LAUSR

Differentiating the parkinsonian variant of multiple system atrophy (MSA‐P) from idiopathic Parkinson's disease (IPD) is challenging, especially in the early stages. This study aimed to investigate differences and similarities in the brain functional connectomes of IPD and MSA‐P patients and use machine learning methods to explore the diagnostic utility of these features.
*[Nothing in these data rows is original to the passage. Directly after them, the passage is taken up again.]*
PR #30692, opened 2026-08-18
feat: search automations by name in the analytics table

adrsimon:
## Description

This adds a search input on the automations page, on the same line as the filters.

Ranking, ordering and the total count stay in Elasticsearch. The search resolves to a set of trigger ids with an ILIKE (`listByWorkspaceAndNameSearch`), the way the kind filter already resolves its own through `listByWorkspaceAndKinds`, and applies to the ranked buckets rather than to the query.

Keeping the filtering out of the query allows to keep the whole data from the filter for the line details. Without it, we would have line details (How often it runs, etc...) compared to the triggers matching the query, which is not what we want.

Capture d’écran 2026-08-18 à 16 44 25

## Tests

`front/lib/api/analytics/automations/triggers.test.ts`: a search narrows the rows while stats stay equal to the unsearched call.

## Risk

Low. The unsearched path is unchanged.

## Deploy Plan

Deploy front.

### DIFF
--- a/front/lib/api/analytics/automations/triggers.ts
+++ b/front/lib/api/analytics/automations/triggers.ts
@@ -107,56 +107,41 @@ function median(values: number[]): number {
     : sorted[mid];
 }
 
-type TriggerRestrictions = {
-  // Applied as a terms filter on the query, so it scopes the ranking and the
-  // median baseline alike. Null means no restriction.
-  kindIds: string[] | null;
-  // Applied to the ranked buckets instead, so a search narrows the rows
-  // without moving the median baseline. Null means no restriction.
-  searchIds: Set<string> | null;
-};
+/**
+ * Trigger kind isn't indexed in the consumption Elasticsearch documents, so
+ * a kind filter is resolved to a concrete set of trigger ids up front and
+ * applied as a terms filter on TRIGGER_ID_FIELD. Returns null when no kind
+ * filter is requested (no restriction).
+ */
+async function resolveTriggerIdsForKindFilter(
+  auth: Authenticator,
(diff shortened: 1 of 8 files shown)


front/lib/api/analytics/automations/triggers.ts
```diff
@@ -106,21 +106,56 @@ function median(values: number[]): number {
...
-  const triggers = await TriggerResource.listByWorkspaceAndKinds(auth, kinds);
-  return triggers.map((trigger) => trigger.sId);
+): Promise<TriggerRestrictions> {
+  const kindSet = kinds?.length ? new Set(kinds) : null;
+  const normalizedSearch = search?.trim().toLowerCase();
+  if (!kindSet && !normalizedSearch) {
+    return { kindIds: null, searchIds: null };
+  }
+
+  const triggers = await TriggerResource.listByWorkspace(auth);
```
aubin-tchoi: let's still do `listByWorkspaceAndKinds` to filter early on
we could even bake in the search in the sql query but probably won't help a lot

front/lib/api/analytics/automations/triggers.ts
```diff
@@ -219,11 +254,19 @@ async function fetchTriggersRanking(
   // run cost" stat against, so the baseline only looks at the ones that did.
   const activeRanked = ranked.filter((r) => r.runCount > 0);
 
+  const searched =
+    searchIds !== null
+      ? ranked.filter((r) => searchIds.has(r.triggerId))
```
aubin-tchoi: filtering now this will mess up with your pagination

aubin-tchoi (approved):
LGTM

PR #30696, opened 2026-08-18
fix: scope consumption export status to the requested period+filter

avervaet:
## Description

The consumption export panel previously determined `isGenerating` by scanning any running export workflow for the workspace, and treated any historical export as available. As a result, an export generated for one period or filter could suppress or mask the export needed for a different selection.

This change scopes export status to the exact period+filter cache key used by the export workflow. 
The endpoint contract changes from the previous workspace-wide `GET /export-raw` status check to the scoped `POST /export-raw/status` check; the callers in this PR are updated together.

## Risk

Low

## Deploy Plan

- Deploy front


avervaet:

- #30696 ◀
    - #30703
        - #30705

flvndvd (approved):

PR #30697, opened 2026-08-18
[front] fix: hide burn-up target when consumption is filtered

adrsimon:
## Description

The credit cap covers the whole workspace, so drawing the target against a filtered part of the credits consumption made every filtered view look far under target. This PR drops the target line (and its legend entry) as soon as a scope filter is active.

## Tests

Manual: filtered by agent and by user on a cycle period, target line disappears. Cleared the filter, it comes back.

## Risk

Low, one chart.

## Deploy Plan

Deploy front.


aubin-tchoi (approved):
LGTM

PR #30700, opened 2026-08-18
refactor(front): inline back unecessary refactors

achilleburah:
## Description

Revert some unecessary refactors.

## Tests

Built and ran locally

## Deploy Plan

Classic. Revert to rollback.


front/lib/resources/skill/skill_resource.ts
```diff
@@ -1642,7 +1639,14 @@ export class SkillResource extends BaseResource<SkillConfigurationModel> {
   static async listByDataSourceViewIds(
     auth: Authenticator,
     dataSourceViewIds: ModelId[],
```
aubin-tchoi, line 1641: unrelated but good to know: we usually name those `dataSourceViewModelIds`, `xxxId` refers to the string identified

aubin-tchoi (approved):
LGTM 🙏🏻

front/lib/resources/skill/skill_resource.ts
achilleburah: alright noted ! thx

PR #30703, opened 2026-08-18
perf: fetch consumption export slices concurrently instead of sequentially

avervaet:
## Description

The raw-lines CSV export previously paginated the full result set sequentially with `search_after`, so wall-clock time grew with the total row count. This change partitions the query into three Elasticsearch slices and fetches the slices concurrently, while each slice continues to paginate independently with `search_after`.

The export opens one shared point-in-time (PIT) so all slices and pages read from the same index snapshot, propagates refreshed PIT IDs between rounds, merges the individually sorted results back into the existing global order, and closes the PIT when the export finishes. The activity tests were extended to cover PIT lifecycle and cleanup, sliced pagination, row uniqueness/order, and PIT ID refresh behavior.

Resting‐state fMRI data were acquired from 88 healthy controls, 76 MSA‐P patients, and 53 IPD patients using a 3.0 T scanner. The whole‐brain functional connectome was constructed by thresholding the Pearson correlation matrices of 116 regions, and topological properties were evaluated through graph theory approaches. Connectome measurements were used as features in machine learning models (random forest [RF]/logistic regression [LR]/support vector machine) to distinguish IPD and MSA‐P patients. Regarding graph metrics, early IPD and MSA‐P patients shared network topological properties. Both patient groups showed functional connectivity disruptions within the cerebellum‐basal ganglia‐cortical network, but these disconnections were mainly in the cortico‐thalamo‐cerebellar circuits in MSA‐P patients and the basal ganglia‐thalamo‐cortical circuits in IPD patients. Among the connectome parameters, t tests combined with the RF method identified 15 features, from which the LR classifier achieved the best diagnostic performance on the validation set (accuracy = 92.31%, sensitivity = 90.91%, specificity = 93.33%, area under the receiver operating characteristic curve = 0.89). MSA‐P and IPD patients show similar whole‐brain network topological alterations. MSA‐P primarily affects cerebellar nodes, and IPD primarily affects basal ganglia nodes; both conditions disrupt the cerebellum‐basal ganglia‐cortical network. Moreover, functional connectome parameters showed outstanding value in the differential diagnosis of early MSA‐P and IPD.